The difference here is we have a no-argument lambda, and so we don’t have to rely on library tricks or introspection to know how to call it (and as you can see, we call it with no parameters as expected).

Measuring the results

Given an isInputRange template that is completely independent of std.traits, what is the result? How much does it save?

To test this, I wrote a program generator that created 10000 identical but independently named input ranges, that are tested like this:

struct S0 { int front; void popFront() {}; bool empty = false; }
static assert(isInputRange!S0);
struct S1 { int front; void popFront() {}; bool empty = false; }
static assert(isInputRange!S1);
...
struct S9999 { int front; void popFront() {}; bool empty = false; }
static assert(isInputRange!S9999);

Running on my Linux system, using DMD 2.101.2, I get the following results:

COMMANDTIMEMEMORY USAGE
dmd -version=usePhobos2.75s1.755G
dmd -version=useTypeof1.47s621M

Looking at the savings, it’s quite significant — almost 50% time savings, and over 65% memory savings. Note that each call to ReturnType is unique, and so it will execute its own semantic analysis. Using the compiler’s -vtemplates switch, we can see that using the current Phobos adds quite a few dependent templates. For each usage of isInputRange, we see:

  • 2 distinct instantiations of ReturnType
  • 4 instantiations of isCallable (2 distinct)
  • 2 distinct instantiations of FunctionTypeOf
  • 2 distinct instantiations of isSomeFunction

All that adds up to an additional 8 distinct template instantiations, and 10 total instantiations. A distinct template instantiation will run semantic analysis, but a non-distinct one will just find the existing template in the symbol table and return it.

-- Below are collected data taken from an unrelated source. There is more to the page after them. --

PR #778, opened 2022-02-21
Support Glyphs3 RTL kerning

yanone:
Glyphs 3 kerning is sorted into the new `kerningLTR` and `kerningRTL` font data attributes instead of the previous plain `kerning`. The kerning for RTL is now stored in opposite attributes, contradicting the first/second logic of UFO and G2. `@MMK_L_*` becomes `@MMK_R_*` (and vv), and the visually right glyph side’s kerning class is now stored in `kernRight` as opposed to the previous `kernLeft` (=first/incoming side).

This means that correctly sorting glyphs into first and second UFO groups now involves checking a glyph’s script and whether or not it’s a number (that are always LTR even for RTL scripts). 

This in turn required a fix for the glyph data generator that previously didn't generate the script for unencoded derivative glyphs such as `hah-ar.init.swsh`. The algorithm then cycles through the glyph name variations by cutting off dot-separated suffices from the right until glyph data could be found (`hah-ar.init.swsh->hah-ar.init`), and adds only the script value, as the other values were found to be already correctly generated.


yanone:
One sec, I’m gonna rewrite the _script_ construction for the glyph data to be more aligned with the methods already in place for constructing the _production_ name and _categories_.

yanone:
Okay, I’m done. The script construction is now analog to the category construction, and also covers ligatures as requested in the `#TODO` comment.
The failure in the Windows tests I believe is unrelated to this PR.

schriftgestalt:
My comment was more general, not about your changes. I should make a separate issue.

Lib/glyphsLib/builder/groups.py
```diff
@@ -140,12 +140,28 @@ def _to_glyphs_kerning_group(self, name, glyphs):
...
+    group's side (1 or 2) and writing script.
     """
-    if int(side) == 1:
-        return "rightKerningGroup"
-    else:
-        return "leftKerningGroup"
+    if glyph.parent.format_version > 2:  # Glyphs 3
+        glyph_data = glyphdata.get_glyph(glyph.name)
+        if (
+            glyph_data.script in ("arabic", "hebrew")
```
anthrotype, line 148: why only "arabic" and "hebrew"?

yanone: These are the two RTL scripts to my knowledge. This point is arguably the critical one, also about the numbers. I chose those to my best knowledge. Some algorithm needs to be in place to sort Glyphs’ kerning classes into the correct first/second pairs, and I didn’t know any better.

yanone: I see, there are more RTL scripts. Are those already defined somewhere in the toolchain for fonts?

simoncozens: You can get script direction from a function in ufo2ft.utils.

(I’m on the road this week so won’t be able to review.)

yanone: > I can add the writing direction to the glyphdata.xml but there might be a way to query unicode to get the writing direction of each code. Then we don’t need to check for `script == arabic and category != Number`.

Yes, I could try this approach. @anthrotype Seems like a good idea?

khaledhosny:
This is getting dangerously convoluted. The designer manually determines which kerning is RTL and which is LTR, then glyphsLib turns this into a single kerning table, then ufo2ft’s kern feature writer will try to deduce which kerning is RTL and which is LTR.

khaledhosny:
Also, some of the work being done here conflicts with #771.

Lib/glyphsLib/builder/kerning.py
```diff
@@ -24,25 +24,34 @@ def to_ufo_kerning(self):
...
     """Add .glyphs kerning to an UFO."""
 
     warning_msg = "Non-existent glyph class %s found in kerning rules."
 
     for left, pairs in kerning_data.items():
-        match = re.match(r"@MMK_L_(.+)", left)
+        if direction == "LTR":
+            match = re.match(r"@MMK_L_(.+)", left)
+        elif direction == "RTL":
+            match = re.match(r"@MMK_R_(.+)", left)
```
anthrotype, line 44: wait.. does Glyphs 3 really calls the class on the _left_-hand side `@MMK_R_` and the one on the _right_-hand side `@MMK_L_`?!

yanone:
> This is getting dangerously convoluted. The designer manually determines which kerning is RTL and which is LTR, then glyphsLib turns this into a single kerning table, then ufo2ft’s kern feature writer will try to deduce which kerning is RTL and which is LTR.

We’re hoping for a remedy with UFO 4 to support separate kerning tables for each writing direction, if I understand correctly? Today, G3 sources don’t produce any Arabic kerning at all, so there is an urgency.

> Also, some of the work being done here conflicts with https://github.com/googlefonts/glyphsLib/pull/771.

They way I see it doesn't conflict with my issue logically, so I could easily wait it out and apply my changes to the updated code after #771. Is this PR under active development?

Lib/glyphsLib/builder/kerning.py
yanone: I’ll try to answer: The kerning pairs are still defined in logical order. So the code logic doesn’t change here. First stays first, second stays second. Additionally, for the new RTL-specific kerning table, Georg has switched the `L` and `R` to now be visual rather than logical, (as he did with `kernLeft` and `kernRight` classes) which I believe shouldn't have happened. We should have silently accepted that `L` and `R` were never appropriate names but are used to describe 1st and 2nd.

FYI, you can check the two added `RTL_kerning_v2.glyphs` and `RTL_kerning_v3.glyphs` files for reference, in particular the kerning pair `reh-ar,hah-ar.init.swsh` which is defined in both.

yanone:
My personal take, although it belongs more in the UFO 4 thread: I’m in favour of having separate kerning tables for all writing directions, as this removes all ambiguity of sorting. Yes, the user decides that by switching the writing direction in Glyphs. So yes, this either needs to be carried all the way through to ufo2ft, or as a workaround, maybe we can use ufo2ft’s exact same algorithm to decide on the writing direction in this PR, which would mean to leave all other code changes of mine in place and only replace the sorting bit.

But please, in gods name, keep the data definitions as first and second always, including user-defined kerning classes. They should be called incoming and outgoing side rather than visual left and right.

schriftgestalt:
> Additionally, for the new RTL-specific kerning table, Georg has switched the L and R to now be visual rather than logical, (as he did with kernLeft and kernRight classes) which I believe shouldn't have happened.

That is probably try. I can explain why I did that. If you open a font in Glyphs 2 and switch from LTR to RTL, the kerning classes would switch in the UI. That can lead to very unexpected results when you accidentally edit the classes in the wrong mode (or in font view). So I decided to actually use the visual order as the keys where suggesting all along.

yanone:
What would help here is if editors employed a correct text composition engine so that a user wouldn’t be required to choose a direction for their kerning pairs, and the editor automatically sorted the kerning by the writing direction as calculated by the composition engine.

simoncozens:
> What would help here is if editors employed a correct text composition engine so that a user wouldn’t be required to choose a direction for their kerning pairs, and the editor automatically sorted the kerning by the writing direction as calculated by the composition engine.

This is true: and if you go down that road, the editor doesn’t need to store a direction for the kerning pair in the font source because this direction is computed when the font is compiled. kerningLTR / kerningRTL is just an overcomplication.

schriftgestalt:
We are thinking about adding proper BIDI support to the edit view. But I fear the navigation will not get any easier if we do so. Dealing with mixed text is a nightmare everywhere I encounter it (try adding something to the beginning or end of the Arabic part in cases like this: `key = "جبأ"`. I copy this to Glyphs and do the edit there because of the missing BIDI processing).

But I get the point of the classes. I can change that back for the next version.

yanone:
We can close this. Naming mark ligatures with an underscore is a good habit, and sources can be changed accordingly.

anthrotype:
@yanone I believe you meant to close https://github.com/googlefonts/glyphsLib/pull/775 instead of this one

yanone:
Oh sorry. Reopening

yanone:
> I can change that back for the next version.

Well, it's too late now. 

Does anyone have an idea on how to move forward? I see three options:

1) Not support RTL kerning for G3 sources (further complicated by the fact that G3 can't save backward-compatible G2 files)
2) Accept the changes more or less as-is
3) Propose another solution

The only way I can see this both work & not rely on my weak _Arabic/Hebrew & not a number_ condition is to employ the same algorithm that `ufo2ft` uses to sort the kerning pairs into writing directions. If that's interesting, I would need some advice on this. The way I see it, `ufo2ft` uses a glyph’s Unicode value to determine writing direction, which is insufficient for unencoded glyphs such as many glyphs that are present in my own Arabic font I’m currently working. The approach in this PR relies on GlyphInfo which I’ve fixed to report the correct script for all types of unencoded glyphs.

But I have no solution for how to work around the awkward `L`/`R` switches other than what I’ve already done.

anthrotype:
Ufo2ft doesn't simply use unicode codepoints but compiles a temporary GSUB table and runs the fontTools.subset glyph "closure" over GSUB to find all the glyphs that are reachable from an initial set of glyphs whose codepoints is associated with a given BIDI type (strong LTR or RTL, etc.)

anthrotype:
I am not suggesting that you use the same approach here, I was simply clarifying the ufo2ft method. I haven't fully thought this through and right now can't advice on a way forward I'm afraid.

schriftgestalt:
The writing direction for a glyph should be derived the same way as the other glyph info properties. As the base info objects mostly have a Unicode, you can use the Unicode properties to get the writing direction, or we add the direction to glyph data. I have that in Glyphs so I could export the glyph data with this information.

yanone:
I have a font on my table now for Google Fonts that is a COLRv1 Arabic font so it's both 1) not backwards compatible to Glyphs2 and 2) needs RTL kerning to work. So I wanted to ask if this issue could be revisited?

tests/data/RTL_kerning_v3.glyphs
```diff
@@ -0,0 +1,241 @@
...
+);
+instanceInterpolations = {
+m01 = 1;
+};
+name = Regular;
+}
+);
+kerningRTL = {
+m01 = {
+"@MMK_R_leftAlef" = {
```
anthrotype, line 202: is it right ("MMK_R"), is it left ("leftAlef"), first, second?! My mind just exploded 🤯

anthrotype:
> As the base info objects mostly have a Unicode, you can use the Unicode properties to get the writing direction, or we add the direction to glyph data. I have that in Glyphs so I could export the glyph data with this information.

@schriftgestalt what did you decide to do in the end about this?

schriftgestalt:
As I said, I’m reworking the glyphData and I can add the direction data form Glyphs, too.

anthrotype:
thanks, that would help I guess. Though I'm still very much confused as we can't even agree on what is "left" or "right".

anthrotype:
Can I find a blogpost, handbook or help page, whatever that explains what exactly changed from Glyphs 2 to 3 as regards RTL kerning?
I'm also available to arrange a video call if anyone volunteers to teach me.

tests/data/RTL_kerning_v3.glyphs
anthrotype: perhaps I get it now, please confirm. In the Glyphs3's `kerningRTL` dictionary, if the _first_ key is a group it's prefixed `@MMK_R_`, whereas the second key in the (nested) dict, is prefixed `@MMK_L_` if a group. Hence, in RTL kerning, the (logical) first glyph is the one placed on the right-hand side, the second glyph is the one on the left-hand side. The opposite is true for LTR kerning, where first is left and second is right. All good so far.

Now, the meaning of "left" and "right" in the `leftKerningGroup` and `rightKerningGroup` glyph properties is _not_ "the group this glyph belong when it occurs in the left|right position", but rather the _side_ or _direction_ towards which this glyph is kerned against: so, for RTL kerning (like your `leftAlef` above), "left" means the group pertains to the left (in visual sense) side of the alef glyph, when this is placed in the first (logical) position next to second glyph, whose right (visual) side is the one that participate in the kerning...

schriftgestalt:
I have some time tomorrow morning from 9–12 my time.

tests/data/RTL_kerning_v3.glyphs
schriftgestalt: There are several stages where the kerning data is accessed. For me the more important part is during editing the font data in the UI, not the generating of the feature code. 
I think the confusion comes form the fact that the classes are defined on a single glyph. The classes (left/right/top/bottom) collects all glyphs that are similar on that side. The kerning is defined on pairs, so here the left/right mean the glyph on that side of the pair. The right side of the left glyph is kerned to the left side of the right glyph. I know that this can be confusing but this is how I managed to get it together.

Just for reference a comparison between LTR and RTL:
```
kerningLTR = {
	m01 = {
		"@MMK_L_A_R" = {
			"@MMK_R_B_L" = -20;
		};
	};
};
kerningRTL = {
	m01 = {
		"@MMK_R_alef_L" = {
			"@MMK_L_beh_R" = -50;
		};
	};
};
```

Lib/glyphsLib/builder/kerning.py
```diff
@@ -24,25 +24,34 @@ def to_ufo_kerning(self):
...
         master_id = master.id
         kerning_source = master.metricsSource.id  # Maybe be a linked master
-        if kerning_source in self.font.kerning:
-            kerning = self.font.kerning[kerning_source]
+        if kerning_source in self.font.kerningLTR:
+            kerning = self.font.kerningLTR[kerning_source]
             _to_ufo_kerning(self, self._sources[master_id].font, kerning)
+        if kerning_source in self.font.kerningRTL:
+            kerning = self.font.kerningRTL[kerning_source]
+            _to_ufo_kerning(self, self._sources[master_id].font, kerning, "RTL")
```
anthrotype, line 32: since both kerningLTR and kerningRTL are merged into the same ufo.kerning dictionary, is it ever possible that a clash might occur? I.e. the same kern pair defined in both kerningLTR and kerningRTL (potentially with different kern values), which would then mean that the RTL coming last would overwrite the LTR kern pair with the same (first, second) key?
I suppose this is possible in theory given Glypsh3 kerning is now defined in two split dictionaries, so glyphsLib should either raise some error or issue a warning about the ambiguous kern pair.

anthrotype:
> The right side of the left glyph is kerned to the left side of the right glyph

that's quite a mouthful 😄 but I get it now, thanks for the clarification!

So I guess once Georg finishes reworking glyph_data by adding script/direction, this PR will need to be updated accordingly.

I know it's not ideal that glyphsLib merges the two kerning dicts and then ufo2ft splits them again following its own logic, but I'm not sure what what the alternative could be at this stage.

Honestly, I still don't get _why_ the new kerningRTL was added in Glyphs3 to begin with; what problem is it trying to fix?

Lib/glyphsLib/builder/groups.py
```diff
@@ -140,12 +140,28 @@ def _to_glyphs_kerning_group(self, name, glyphs):
...
+            and glyph_data.category != "Number"
```
anthrotype, line 149: btw, there other characters belonging to RTL scripts (e.g. Arabic) that are _not_ "Numbers" (in the unicode category sense of Nd, No, etc.) but which have a (weak) left-to-right bidirectional type: e.g. arabic decimal/thousand separators (Po: Punctuation other), or arabic number sign (Cf: Format), and some others.

In ufo2ft we don't check the category is Number, but we check if the bidiType (`unicodedata.bidirectional`) is either "L" (strong left to right), "AN" (Arabic numbers) or "EN" (extended arabic-indic digits)

anthrotype: Note (to self, nostly) that in ufo2ft, the kerning pairs for the (LTR) arabic numbers are added to the same `kern_rtl` lookup where the rest of the (RTL) kern pairs between arabic non-numbers are; but they are treated as left-to-right, hence only the x-advance is modified (not also the x-origin):

E.g. see this test case:
https://github.com/googlefonts/ufo2ft/blob/ad28eea062e0dd48678309bd9ef86dfcc85fa85a/tests/featureWriters/kernFeatureWriter_test.py#L691-L695

Whereas here, it looks like the `kerningRTL` dict only contains the RTL kerning pairs.

So ufo2ft's `kern_rtl` lookup and Glyphs3 `kerningRTL` don't exactly overlap; the former is a superset of the latter.

anthrotype:
> So I guess once Georg finishes reworking glyph_data by adding script/direction, this PR will need to be updated accordingly.

@schriftgestalt any updates on this?

yanone:
@anthrotype I want to reinvigorate this project as Arabic fonts in Glyphs 3 sources with kerning are slowly piling up.

Georg’s `GlyphsInfo3` branch brings a new implementation of the glyph data and forms the basis of the RTL kerning decisions. I’ve cleaned up the functionality of the branch which fixed almost all issues of the tests. Namely:
- Production name is now available under both `.production` as well as `.production_name` in of the `GlyphInfo` class. Both variants are used in `glyphsLib`, which is probably historically grown. Maybe we should address this and unify all references to either one, but it could break third-party implementations. Glyphs’ own API uses `.productionName` by the way.
- `get_glyph()` returns an unpropagated `GlyphInfo` object as opposed to `None`, as several places in `glyphsLib` (or maybe just tests) are referencing attributes directly and not checking for the object to not be `None`. This is probably the existing behaviour of the main branch, so I've just restored this.

15 tests are now failing, but I can attribute only one of them to glyph data, if at all:
- `tests/builder/builder_test.py:638`: In the GDEF code comparison, `t_e_s_t.alt` is not categorized as a ligature. I’ve added a test to `glyphdata_test.py` to make sure that it is, so I’m not sure where this stems from. In the same check, `wigglylinebelowcomb.alt` isn't categorized as a mark. My guess is that Georg’s glyph data isn’t involved in this, as it doesn’t contain any code to identify marks heuristically, but rather that the mark is identified somewhere else by its `_bottom` anchor. Please have a look at this.

anthrotype:
What about vertical kerning (when layout is top to bottom)? Does glyphsLib support exporting that data already? I presume not, given that vertical kerning in UFO is kind of undefined (see https://github.com/googlefonts/ufo2ft/issues/668)

It would be nice if at the same time as adding support for RTL kerning for Glyphs3 sources, we also supported the vertical kerning..

anthrotype:
I know Glyphs.app does support vertical kerning, my question was more if glyphsLib supports exporting it to UFO and how does it store it (if at all)

yanone:
I had only recently implemented `kerningRTL` in glyphsLib in this PR here and haven't seen any mention of anything else yet, so no

khaledhosny:
Ah, I misread. It does not seem that `kerningVertical` is used anywhere.

anthrotype:
ok. I filed a separate issue https://github.com/googlefonts/glyphsLib/issues/824

eliheuer:
@schriftgestalt I have a few fonts waiting on this, is there something I can do to help move this forward? 

As you know I'm not a big fan of Glyphs becoming the default source format for Google Fonts, I would prefer to work with open-source editors and source files in an open format that is designed to be application independent.

Most likely Google Fonts will continue to use Glyphs as the default format, but I would like to acknowledge that this issue becoming a long drawn out thing that can only be worked on by the internal Glyphs team is a good example of why Google Fonts might want to use more open editors and source formats in the future.

schriftgestalt:
I have finished the GlyphsInfo stuff. Please have a look at the GlyphsInfo3 branch and pull request.

simoncozens:
I've said this privately to Yan, but I think it's worth talking about here as well:

I have some misgivings about the direction of this PR, but I’m aware that some of that may be to do with the fact that I have some misgivings about the whole concept of a separate RTL kerning dictionary. So it’s hard for me to separate my feelings about the PR implementation from my feelings about what it’s implementing.

I think one of the reasons why you're not getting traction on this PR (at least from me), is that conceptually I can't get my head around it. Splitting kerning by direction at the source level doesn't make sense to me. Most glyphs have inherent directionality so you don't need to store this separately. For those which do not, like kerning two common script glyphs together, then what? Two numbers will be displayed in logical order regardless of direction, so that doesn't need a separate RTL dictionary. So really the only case this deals with is punctuation against punctuation. And then why split by *direction*? Perhaps your Hebrew is more tightly spaced than Arabic - then what? I'm sure there are reasons why separate LTR and RTL kerning is a thing. But to be honest, none of them convince me. So it's not something I *really* want to be spending my time thinking about anyway.

And when I do think about it, in terms of the implementation, I feel like this could be much, much simpler. glyphsLib is part of a UFO-based compilation approach where we convert glyphs files to UFO for compilation. There is only one kerning dictionary in UFO. So no matter what we do, everything is going to end up in a single kerning dictionary anyway, at which point it is the responsibility of ufo2ft to turn the contents of that dictionary into GPOS rules. ufo2ft *already does* the clever stuff about working out whether a kern is LTR or RTL.

So my conclusion is that glyphsLib does not need to do that - it just needs to gather all the kerns wherever they live and put them into a UFO kerning file. And now we have a situation where this is all based on a GlyphsInfo file? That makes even less sense to me.

schriftgestalt:
It is not Jan’s fault that their file structure is how it is. 

In Glyphs, there are different aspects about the kerning.
- It needs to be able to produce proper GPOS.
- It needs to display the data in the UI. 
- should the pairs be stored in typing or visual order. Same goes for classes. 

Splitting it into two kerning dicts made the handling of the UI much easier and fixed some edge cases that were in Glyphs 2.

I’m happy to discuss this in detail and if you can explain how to handle it properly, I can change it for the next version.

simoncozens:
I think the way to handle it properly is to combine kerningLTR and kerningRTL into one dictionary and then let ufo2ft do its thing. But I haven't tested this.

yanone:
I'm eager to try.

`_glyph_kerning_attr()` (https://github.com/googlefonts/glyphsLib/blob/support_glyphs3_rtl_kerning-3/Lib/glyphsLib/builder/groups.py#L141, this is my latest branch, not this one) uses the glyph direction to determine the group. You're saying, the group and order should be determined strictly by the origin dict of the pair (LRT or RTL)? I'm not sure where to begin here.

This would work, but will break round-tripping, as for UFO to Glyphs conversion we wouldn't know in which dict to move the pairs then.

yanone:
So I think it's really the group where the problem lies here. The kerning dict conversion 
 in [kerning.py](https://github.com/googlefonts/glyphsLib/blob/support_glyphs3_rtl_kerning-3/Lib/glyphsLib/builder/kerning.py#L35) probably won't need changing.

But the two separate kerning dicts are only half of the story. Since Georg also decided to switch the kerning groups from `leftKerningGroup` to `rightKerningGroup` and vv for RTL, we need to know the writing direction of each glyph for [groups.py](https://github.com/googlefonts/glyphsLib/blob/support_glyphs3_rtl_kerning-3/Lib/glyphsLib/builder/groups.py#L141), which is how we ended up here in the first place.

yanone:
The only solution to this that I can see without Georg’s updated glyph data is to decide the group sides based on whether or not a glyph can be found as part of the RTL kerning, so walk the dict for each group decision.

simoncozens:
**ufo2ft already does the clever stuff about working out whether a kern is LTR or RTL.**

anthrotype:
> So I think it's really the group where the problem lies here... Since Georg also decided to switch the kerning groups from leftKerningGroup to rightKerningGroup and vv for RTL, we need to know the writing direction of each glyph for groups.py, which is how we ended up here in the first place.

Yes, Yanone is right, this is the crux of the problem. It's not sufficient to simply merge the two kerning dicts. We need to find a way to deal with the groups as well.

simoncozens:
The groups are going to be split by the kern splitter, though.

anthrotype:
the problem is `_glyph_kerning_attr` method, which determines what is to be put in public.kern1 and public.kern2 kerning groups, used here:

https://github.com/googlefonts/glyphsLib/blob/f0128057019daf0453b2f7dbc06665637ba2cb1e/Lib/glyphsLib/builder/groups.py#L75-L82

This returs "leftKerningGroup" or "rightKerningGroup" depending on the UFO group's logical position (1 or 2). For Glyphs-2 kerning, this would always be "rightKerningGroup" for public.kern1 and "leftKerningGroup" for public.kern2.
Now, since Glyphs3, for RTL kerning, these have been swapped:  i.e. "leftKerningGroup" for public.kern1 and "rightKerningGroup" for public.kern2.

anthrotype:
> will break round-tripping, as for UFO to Glyphs conversion we wouldn't know in which dict to move the pairs then

we could work around this by storing stuff in the lib, but at this stage is more urgent to be able to compile these fonts, we can add support for roundtripping at a later stage

yanone:
You have no idea how delighted I am that someone utters the word _urgency_ in this context other than me. It is indeed the case that this whole disaster is currently leading to Arabic and Hebrew typography being slowed down and disadvantaged. I know of several projects by several studios that are on hold since a while now, they're just not speaking out about it even though I asked them to.

simoncozens:
So how I would attempt to approach this would be to put everything into two groups, `public.kern1.A`, `public.kern2.RTL.A` and vice versa, and when merging the two dictionaries together, rewrite the groups depending on whether you're processing `kerningLTR` or `kerningRTL`.

anthrotype:
hm you're onto something, keep going!

yanone:
So basically [here](https://github.com/googlefonts/glyphsLib/blob/support_glyphs3_rtl_kerning-3/Lib/glyphsLib/builder/kerning.py#L35)?

yanone:
> So how I would attempt to approach this would be to put everything into two groups, e.g. `public.kern1.A` and `public.kern2.RTL.A` if it's a left glyph, or `public.kern2.A` and `public.kern1.RTL.A` if it's a right glyph, and when merging the two dictionaries together, rewrite the groups depending on whether you're processing `kerningLTR` or `kerningRTL`.

I understand the first part, but I don't understand where the merging is happening that Simon is speaking of.

simoncozens:
OK, I'm going to avoid using real examples because if I do, I'll get horribly confused with `MMK_L_` and `MMK_R_` and muck it up, and that won't help explain anything.

So the first step is to store each glyph into `@MMK_some_kerning_group` and *also* into `@MMK_some_other_kerning_group_RTL`.

After we've built all those groups, what we *currently* do is:
*  iterate through each pair defined in `kerning` or `kerningLTR`
* for each pair, if it contains a group, transform the groups into `@public.kernX.whatever` where `X` depends on whether it was left or right
* then emit the kern pair into the UFO kerning.

We keep doing that. But then next, we also do the same thing but for `kerningRTL`:
* for each pair, if it contains a group, transform the groups into `@public.kernX.RTL.whatever` where `X` depends on whether it was *right* or *left*. (i.e. switching it round here)
* then emit the kern pair into the UFO kerning.

That will work for all cases except for situations where the same glyph pair has both LTR and RTL kerning, with different values in each table. But we were never going to get that right anyway.

anthrotype:
wow.. and the result of this very complicated process is basically to _undo_ Glyphs3's LTR vs RTL kerning split such that ufo2ft can later on redo that in its own way (ie. using cmap+GSUB closure to identify script and pair direction).

schriftgestalt:
> That will work for all cases except for situations where the same glyph pair has both LTR and RTL kerning, with different values in each table. But we were never going to get that right anyway.

That is also one reason why I did the split.

yanone:
Gentlemen, I’ve implemented Simon’s idea and am happy to announce that I think it works. I made it into a separate PR for clarity: https://github.com/googlefonts/glyphsLib/pull/838

yanone:
This is the first of the three related PRs and has now been fixed in https://github.com/googlefonts/glyphsLib/pull/865, so closing this too.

Using the measurement numbers we can somewhat extrapolate that each ReturnType instantiation adds 64 microseconds, and consumes 56.7K of RAM. The RAM consumption comes from storing the additional template instantiation symbols in the symbol table.

Conclusion

Such small savings, why is it important? It’s important because this is a perfect example of “death by 1000 paper cuts”. Each little template instantiation gives us a bit of convenience, but adds a tiny cost. These costs can add up significantly, and produce an overall compiler experience that is frustratingly slow, or worse, runs out of memory (yes, I have had this happen)! For something such as isInputRange, which almost nobody ever looks at or needs to, the cost is not well spent — especially considering how short and readable the alternative is!

When you reach for something in std.traits, consider what the compile-time cost might be, and don’t always assume that a small call will be efficient. Are you writing something people have to understand easily? If not, make the messy details as complex as needed to avoid such costs. If you can write the same thing using builtins, it will run faster, and it might even work better. I like to prefer compiler builtins such as typeof, is expressions and __traits to std.traits whenever possible, as long as the cognitive load of the resulting code isn’t too great (and yes, it can be).

I do plan to submit a PR to streamline everything I can about the range traits, maybe we can all pitch in and see where some of this interdependent fat can be trimmed all throughout Phobos!